Medical Devices & Supplies - Cardiology, Neurology, Vascular
The medical devices and supplies industry, particularly in the fields of cardiology, neurology, and vascular care, benefits from a business model that balances innovation with relatively predictable revenue streams. These companies focus on developing life-saving devices such as stents, pacemakers, neurostimulation implants, and vascular access tools, which address critical and often chronic conditions. The recurring need for these devices, coupled with growing global demand for advanced treatments, provides stability and opportunities for long-term growth. However, the industry faces hurdles such as high research and development costs, rigorous regulatory approval processes, and reliance on reimbursement from healthcare systems, which can exert downward pressure on pricing.

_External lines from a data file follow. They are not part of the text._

PR #3048, opened 2025-12-31
Fix "Ghost Agents" in ContinuousSpace: Allow neighbors at same position

### LINKED ISSUE #3047: ContinuousSpace "Ghost Agents" Bug-agents at same position become invisible
In `ContinuousSpace.get_neighbors()`, agents at the **exact same position** are invisible to each other when using `include_center=False`. The code uses `distance == 0` as a proxy for "same object" when it actually means "same location."

**Buggy code** (`mesa/space.py:1431`):
```python
neighbors = [
    self._index_to_agent[x] for x in idxs if include_center or dists[x] > 0
]
```

## To Reproduce

```python
from mesa.space import ContinuousSpace
from mesa.agent import Agent
from mesa.model import Model

class TestAgent(Agent):
        super().__init__(model)
        self.unique_id = unique_id

model = Model()
space = ContinuousSpace(100, 100, False)

agent_a = TestAgent(1, model)
agent_b = TestAgent(2, model)

# Both agents at same position
pos = (50.0, 50.0)
space.place_agent(agent_a, pos)
space.place_agent(agent_b, pos)

neighbors = space.get_neighbors(pos, radius=10.0, include_center=False)
print(f"Neighbors: {len(neighbors)}")  # Prints: 0 (BUG - should be 1)
```

**Expected:** Find 1 neighbor (Agent B)  
**Actual:** Find 0 neighbors (Agent B is invisible)

## Impact

This **silently breaks** models that allow overlapping agents:
- Collision detection (can't detect overlaps)
-  Disease transmission (misses contact at dist=0)
-  Mating/reproduction (can't find partners at same location)
-  Crowding analysis (agents at same point see 0 neighbors)

## Root Cause

The code assumes: `distance == 0` ⟹ `same object`  
Reality: `distance == 0` ⟹ `same location` (different objects can overlap)

## Proposed Solution

Add optional `agent` parameter to filter by identity instead of distance:

```python
def get_neighbors(
    self, pos, radius, include_center=True, agent=None  # NEW
):
    # ... existing code ...
    
    if agent is not None:
        # Filter by identity
        neighbors = [
            self._index_to_agent[x] for x in idxs 
            if include_center or self._index_to_agent[x] is not agent
        ]
    else:
        # Legacy behavior (backward compatible)
        neighbors = [
            self._index_to_agent[x] for x in idxs 
            if include_center or dists[x] > 0
        ]
```

Nithin9585:
Closes #3047

In `ContinuousSpace.get_neighbors()`, if you set `include_center=False`, the code currently filters out **all agents at distance 0**. 

This means if two agents are at the **exact same position** (e.g. `(50, 50)`), they become invisible to each other.
- **Expected:** Agent A sees Agent B (distance 0).
- **Actual:** Agent A sees nobody (because the code assumes `distance 0` = `self`).

This breaks models relying on collision detection, contact transmission, or mating at the same location.

##  The Solution
I updated `get_neighbors` to accept an optional `agent` parameter.

```python
def get_neighbors(self, pos, radius, include_center=True, agent=None):
```

1. **If YOU PASS the agent:** The code filters by **identity**. It explicitly removes *that specific agent* from the result, but keeps everyone else (even if they are at the same position).
   * *Result:* "Ghost agents" are now visible.

2. **If YOU DON'T pass the agent (Legacy):** The code keeps the old behavior (filtering by distance > 0) to ensure backward compatibility for existing models.

##  Verification
I added 4 comprehensive tests to `tests/test_space.py`:
1. `test_overlapping_agents_detected_with_agent_parameter`: Verifies two agents at `(10,10)` can see each other.
2. `test_overlapping_agents_legacy_behavior`: Verifies old behavior is preserved when no agent is passed.
3. `test_multiple_overlapping_agents`: Verifies multiple agents at the same spot are handled correctly.
4. `test_partial_overlap_scenario`: Verifies a mix of overlapping and nearby agents.

All existing tests passed (`pytest tests/test_space.py`).

##  API Changes
- **Modified:** `ContinuousSpace.get_neighbors` signature changed to `(..., agent=None)`.
- **Non-breaking:** The parameter is optional, so existing code will run exactly as before.

### DIFF
--- a/.pre-commit-config.yaml
+++ b/.pre-commit-config.yaml
@@ -4,7 +4,7 @@ ci:
 repos:
 - repo: https://github.com/astral-sh/ruff-pre-commit
   # Ruff version.
-  rev: v0.14.7
+  rev: v0.14.10
   hooks:
     # Run the linter.
     - id: ruff
--- a/docs/tutorials/4_visualization_basic.ipynb
+++ b/docs/tutorials/4_visualization_basic.ipynb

Looking ahead, the industry is positioned to benefit from tailwinds such as aging populations (which tend to have higher rates of disease) and technological advancements like minimally invasive procedures and connected devices that improve patient monitoring and outcomes. Innovations in robotic-assisted surgery and AI-driven diagnostics are also expected to accelerate adoption and expand treatment capabilities. However, potential headwinds include pricing pressures stemming from value-based care models and continued complexity changing from navigating regulatory frameworks that may prioritize further lowering healthcare costs.
Sales Growth
A company’s long-term sales performance can indicate its overall quality. Any business can put up a good quarter or two, but many enduring ones grow for years. Regrettably, Merit Medical Systems’s sales grew at a mediocre 6.4% compounded annual growth rate over the last five years. This fell short of our benchmark for the healthcare sector and is a tough starting point for our analysis.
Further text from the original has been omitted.